The word "weird" may appear in some lines of the data; copy every such line.

***** MATERIAL PROVIDED *****

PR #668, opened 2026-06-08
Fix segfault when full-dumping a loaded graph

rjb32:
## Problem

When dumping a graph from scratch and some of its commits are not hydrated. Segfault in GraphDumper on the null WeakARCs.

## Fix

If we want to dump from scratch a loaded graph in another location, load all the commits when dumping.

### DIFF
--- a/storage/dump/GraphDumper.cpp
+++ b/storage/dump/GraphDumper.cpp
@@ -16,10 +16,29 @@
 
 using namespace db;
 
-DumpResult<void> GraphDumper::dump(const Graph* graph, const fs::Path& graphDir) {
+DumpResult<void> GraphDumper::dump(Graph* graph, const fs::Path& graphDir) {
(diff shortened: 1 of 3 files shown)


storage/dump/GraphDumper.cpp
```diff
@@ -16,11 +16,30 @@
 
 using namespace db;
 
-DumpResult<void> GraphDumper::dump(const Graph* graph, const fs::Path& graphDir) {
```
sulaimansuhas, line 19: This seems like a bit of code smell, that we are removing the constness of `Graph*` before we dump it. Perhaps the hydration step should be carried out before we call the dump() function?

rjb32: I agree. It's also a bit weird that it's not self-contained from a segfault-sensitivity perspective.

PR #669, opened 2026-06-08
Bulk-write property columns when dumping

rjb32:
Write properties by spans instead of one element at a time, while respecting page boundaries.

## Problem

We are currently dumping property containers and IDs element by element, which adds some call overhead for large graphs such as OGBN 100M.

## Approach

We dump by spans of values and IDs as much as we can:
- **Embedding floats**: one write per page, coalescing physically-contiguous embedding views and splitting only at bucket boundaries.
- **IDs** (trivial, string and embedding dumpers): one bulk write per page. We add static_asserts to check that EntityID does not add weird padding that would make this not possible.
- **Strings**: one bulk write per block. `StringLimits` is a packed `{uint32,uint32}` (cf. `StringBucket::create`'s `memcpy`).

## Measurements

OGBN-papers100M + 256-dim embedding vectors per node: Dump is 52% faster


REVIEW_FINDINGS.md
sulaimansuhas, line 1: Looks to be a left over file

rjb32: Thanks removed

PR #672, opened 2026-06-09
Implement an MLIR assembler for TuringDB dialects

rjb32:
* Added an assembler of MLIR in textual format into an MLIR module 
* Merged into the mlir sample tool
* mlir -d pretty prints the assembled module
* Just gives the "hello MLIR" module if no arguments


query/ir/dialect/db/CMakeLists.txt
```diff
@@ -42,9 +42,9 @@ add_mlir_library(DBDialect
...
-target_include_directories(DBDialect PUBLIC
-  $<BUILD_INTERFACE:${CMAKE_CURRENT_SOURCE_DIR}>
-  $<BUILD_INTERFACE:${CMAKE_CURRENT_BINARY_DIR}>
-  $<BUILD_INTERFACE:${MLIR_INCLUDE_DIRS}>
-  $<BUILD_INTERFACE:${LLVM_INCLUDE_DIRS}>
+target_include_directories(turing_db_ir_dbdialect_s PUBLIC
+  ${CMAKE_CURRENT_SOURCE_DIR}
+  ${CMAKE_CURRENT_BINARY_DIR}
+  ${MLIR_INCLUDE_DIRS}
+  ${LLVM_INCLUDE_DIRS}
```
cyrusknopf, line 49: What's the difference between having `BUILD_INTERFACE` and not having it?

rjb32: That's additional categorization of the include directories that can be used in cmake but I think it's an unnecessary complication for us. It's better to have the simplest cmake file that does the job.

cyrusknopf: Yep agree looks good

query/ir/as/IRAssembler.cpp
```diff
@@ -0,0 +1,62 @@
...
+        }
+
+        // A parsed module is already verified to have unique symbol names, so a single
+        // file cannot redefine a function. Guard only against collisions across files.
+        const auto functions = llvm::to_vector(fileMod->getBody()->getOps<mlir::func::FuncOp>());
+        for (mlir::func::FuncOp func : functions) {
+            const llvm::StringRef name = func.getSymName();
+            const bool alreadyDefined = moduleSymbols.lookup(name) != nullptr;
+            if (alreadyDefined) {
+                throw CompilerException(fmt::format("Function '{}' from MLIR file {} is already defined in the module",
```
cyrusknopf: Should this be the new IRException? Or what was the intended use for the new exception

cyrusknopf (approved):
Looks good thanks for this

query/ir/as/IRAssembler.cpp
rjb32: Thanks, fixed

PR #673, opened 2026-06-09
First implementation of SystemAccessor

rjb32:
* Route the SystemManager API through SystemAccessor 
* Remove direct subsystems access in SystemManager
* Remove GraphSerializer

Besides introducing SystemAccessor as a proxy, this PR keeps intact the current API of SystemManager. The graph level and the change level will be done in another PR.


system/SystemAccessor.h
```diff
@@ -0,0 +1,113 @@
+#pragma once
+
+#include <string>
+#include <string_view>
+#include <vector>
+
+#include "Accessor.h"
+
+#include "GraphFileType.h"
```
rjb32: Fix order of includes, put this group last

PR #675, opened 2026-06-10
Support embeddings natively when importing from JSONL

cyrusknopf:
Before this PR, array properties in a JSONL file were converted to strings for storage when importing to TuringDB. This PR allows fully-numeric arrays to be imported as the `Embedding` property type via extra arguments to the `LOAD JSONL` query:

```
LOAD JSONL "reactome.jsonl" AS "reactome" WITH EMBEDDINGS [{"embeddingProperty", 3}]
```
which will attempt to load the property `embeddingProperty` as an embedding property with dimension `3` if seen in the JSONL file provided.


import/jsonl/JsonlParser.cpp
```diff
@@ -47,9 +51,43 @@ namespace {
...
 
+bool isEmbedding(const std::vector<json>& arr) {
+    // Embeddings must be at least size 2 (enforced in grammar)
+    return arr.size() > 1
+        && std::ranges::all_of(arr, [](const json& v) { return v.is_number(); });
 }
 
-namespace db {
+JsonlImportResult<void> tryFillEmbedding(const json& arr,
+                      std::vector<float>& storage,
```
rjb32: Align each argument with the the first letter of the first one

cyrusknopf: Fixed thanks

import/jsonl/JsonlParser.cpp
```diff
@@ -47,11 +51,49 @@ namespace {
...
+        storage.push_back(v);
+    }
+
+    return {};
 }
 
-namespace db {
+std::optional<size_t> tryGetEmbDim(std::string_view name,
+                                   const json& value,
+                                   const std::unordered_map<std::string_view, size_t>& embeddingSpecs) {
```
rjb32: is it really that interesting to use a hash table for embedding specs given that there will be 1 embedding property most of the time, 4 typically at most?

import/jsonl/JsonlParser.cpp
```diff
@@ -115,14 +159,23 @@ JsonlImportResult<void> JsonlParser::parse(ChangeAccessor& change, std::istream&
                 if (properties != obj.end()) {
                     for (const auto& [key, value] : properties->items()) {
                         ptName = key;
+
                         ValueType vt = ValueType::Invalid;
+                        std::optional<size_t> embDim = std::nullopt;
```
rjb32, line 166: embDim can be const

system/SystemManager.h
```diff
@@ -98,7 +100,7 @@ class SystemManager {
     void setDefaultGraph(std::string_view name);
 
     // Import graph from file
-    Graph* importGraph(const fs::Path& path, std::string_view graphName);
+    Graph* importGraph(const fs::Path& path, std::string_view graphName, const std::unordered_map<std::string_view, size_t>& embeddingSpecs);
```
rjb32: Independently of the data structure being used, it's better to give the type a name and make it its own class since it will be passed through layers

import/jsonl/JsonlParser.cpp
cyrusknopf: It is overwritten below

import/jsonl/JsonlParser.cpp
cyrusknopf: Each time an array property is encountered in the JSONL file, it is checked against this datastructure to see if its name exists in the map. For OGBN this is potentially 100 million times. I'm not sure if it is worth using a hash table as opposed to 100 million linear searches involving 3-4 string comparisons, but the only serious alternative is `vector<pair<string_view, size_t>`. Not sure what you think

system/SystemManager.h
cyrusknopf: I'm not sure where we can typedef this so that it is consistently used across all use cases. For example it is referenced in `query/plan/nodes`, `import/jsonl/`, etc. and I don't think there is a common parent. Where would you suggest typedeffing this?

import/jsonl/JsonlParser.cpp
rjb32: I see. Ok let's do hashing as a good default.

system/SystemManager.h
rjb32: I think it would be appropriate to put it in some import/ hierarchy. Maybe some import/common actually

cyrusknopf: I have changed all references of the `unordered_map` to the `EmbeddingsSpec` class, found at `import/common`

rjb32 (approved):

*****
***** MATERIAL PROVIDED *****

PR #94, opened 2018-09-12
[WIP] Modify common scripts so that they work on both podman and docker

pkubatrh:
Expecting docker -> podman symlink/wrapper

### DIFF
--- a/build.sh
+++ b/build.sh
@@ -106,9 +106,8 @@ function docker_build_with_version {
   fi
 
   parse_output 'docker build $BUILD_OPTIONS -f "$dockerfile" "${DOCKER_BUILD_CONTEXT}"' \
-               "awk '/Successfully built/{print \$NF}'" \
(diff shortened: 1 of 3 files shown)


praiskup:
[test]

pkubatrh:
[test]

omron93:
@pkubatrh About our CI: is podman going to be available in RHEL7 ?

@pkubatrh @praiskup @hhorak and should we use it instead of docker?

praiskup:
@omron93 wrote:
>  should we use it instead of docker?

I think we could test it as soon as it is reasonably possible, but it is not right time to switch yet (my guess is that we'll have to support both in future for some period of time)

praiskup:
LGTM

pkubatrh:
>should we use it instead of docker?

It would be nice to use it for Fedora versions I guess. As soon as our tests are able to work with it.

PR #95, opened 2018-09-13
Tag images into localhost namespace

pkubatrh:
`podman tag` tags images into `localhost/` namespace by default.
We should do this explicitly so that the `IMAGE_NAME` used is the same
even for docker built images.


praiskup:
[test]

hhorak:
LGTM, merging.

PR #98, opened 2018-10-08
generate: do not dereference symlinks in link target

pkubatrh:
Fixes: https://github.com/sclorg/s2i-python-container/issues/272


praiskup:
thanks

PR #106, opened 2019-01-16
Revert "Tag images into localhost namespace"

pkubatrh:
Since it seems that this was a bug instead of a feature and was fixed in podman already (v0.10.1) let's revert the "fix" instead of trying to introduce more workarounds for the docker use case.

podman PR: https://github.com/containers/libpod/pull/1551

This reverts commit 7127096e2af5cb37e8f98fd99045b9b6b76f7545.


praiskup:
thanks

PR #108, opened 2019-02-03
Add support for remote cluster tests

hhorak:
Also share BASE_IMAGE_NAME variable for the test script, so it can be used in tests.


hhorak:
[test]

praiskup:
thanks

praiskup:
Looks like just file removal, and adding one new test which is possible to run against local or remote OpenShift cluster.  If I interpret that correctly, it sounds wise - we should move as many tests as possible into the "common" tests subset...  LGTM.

*****

SOLUTION FOR THIS PROBLEM:
rjb32: I agree. It's also a bit weird that it's not self-contained from a segfault-sensitivity perspective.
- **IDs** (trivial, string and embedding dumpers): one bulk write per page. We add static_asserts to check that EntityID does not add weird padding that would make this not possible.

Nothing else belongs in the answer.